*Task prompt*.
Would you please copy every line from the records that contains the word "Could"?

*Data to use*.
PR #1865, opened 2024-04-02
Federation: queue-type and resource-cleanup-mode

mkuratczyk:
* queue-type is a new field added in 3.13.1
* resource-cleanup-mode has been there for a long time but was not documented

### DIFF
--- a/docs/federation-reference.md
+++ b/docs/federation-reference.md
@@ -195,6 +195,35 @@ The following upstream parameters are only applicable to <a href="./federated-ex
     </tr>
 
     <tr>
+      <td><code>queue-type</code></td>
+      <td>
+        The queue type of the <a href="./federated-exchanges#implementation">upstream queue</a>. 
+
+        Defaults to `classic`. Set to `quorum` for high availability.
+
+        Changing the queue type will delete and recreate the upstream queue by default.
+        This may lead to messages getting lost (if they were in the upstream queue)
+        or missed (when they are published while there's no upstream queue to collect them).
+        You can set <code>resource-cleanup-mode</code> to <code>never</code> to avoid that.
+        This requires manually deleting the old upstream queue so that it can be recreated with
+        the new type.
+
+        Available since: 3.13.1
+      </td>
+    </tr>
+
+    <tr>
+      <td><code>resource-cleanup-mode</code></td>
+      <td>
+        Whether to delete the <a href="./federated-exchanges#implementation">upstream queue</a> when federation stops.
+
+        By default, the upstream queue is deleted immediately when federation link stops.
+        Set to `never` to keep the upstream queue around and collect messages even when
+        changing federation configuration.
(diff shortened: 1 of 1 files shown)


docs/federation-reference.md
```diff
@@ -194,6 +194,35 @@ The following upstream parameters are only applicable to <a href="./federated-ex
...
+      <td><code>queue-type</code></td>
+      <td>
+        The queue type of the <a href="./federated-exchanges#implementation">upstream queue</a>. 
+
+        Defaults to `classic`. Set to `quorum` for high availability.
+
+        Changing the queue type will delete and recreate the upstream queue by default.
+        This may lead to messages getting lost (if they were in the upstream queue)
+        or missed (when they are published while there's no upstream queue to collect them).
+        You can set <code>resource-cleanup-mode</code> to <code>never</code> to avoid that.
```
dumbbell, line 207: Could you please use Markdown when possible, instead of HTML (`<code>`)?

docs/federation-reference.md
```diff
@@ -194,6 +194,35 @@ The following upstream parameters are only applicable to <a href="./federated-ex
       </td>
     </tr>
 
+    <tr>
+      <td><code>queue-type</code></td>
+      <td>
+        The queue type of the <a href="./federated-exchanges#implementation">upstream queue</a>.
```
dumbbell, line 200: Could you please use Markdown links here.

docs/federation-reference.md
```diff
@@ -194,6 +194,35 @@ The following upstream parameters are only applicable to <a href="./federated-ex
...
+        You can set <code>resource-cleanup-mode</code> to <code>never</code> to avoid that.
+        This requires manually deleting the old upstream queue so that it can be recreated with
+        the new type.
+
+        Available since: 3.13.1
+      </td>
+    </tr>
+
+    <tr>
+      <td><code>resource-cleanup-mode</code></td>
```
dumbbell, line 216: Likewise.

docs/federation-reference.md
```diff
@@ -194,6 +194,35 @@ The following upstream parameters are only applicable to <a href="./federated-ex
...
+      <td>
+        Whether to delete the <a href="./federated-exchanges#implementation">upstream queue</a> when federation stops.
```
dumbbell, line 218: Likewise.

dumbbell (changes requested):

docs/federation-reference.md
michaelklishin: Curiously, this indeed works with Docusaurus but did not work with the original homegrown framework. We can then replace all the links in this guide with Markdown ones.

michaelklishin: By "this" I mean using Markdown links in an HTML block. Obviously Markdown links work just fine in a Markdown block.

*Answer to this exercise*.
dumbbell, line 207: Could you please use Markdown when possible, instead of HTML (`<code>`)?
dumbbell, line 200: Could you please use Markdown links here.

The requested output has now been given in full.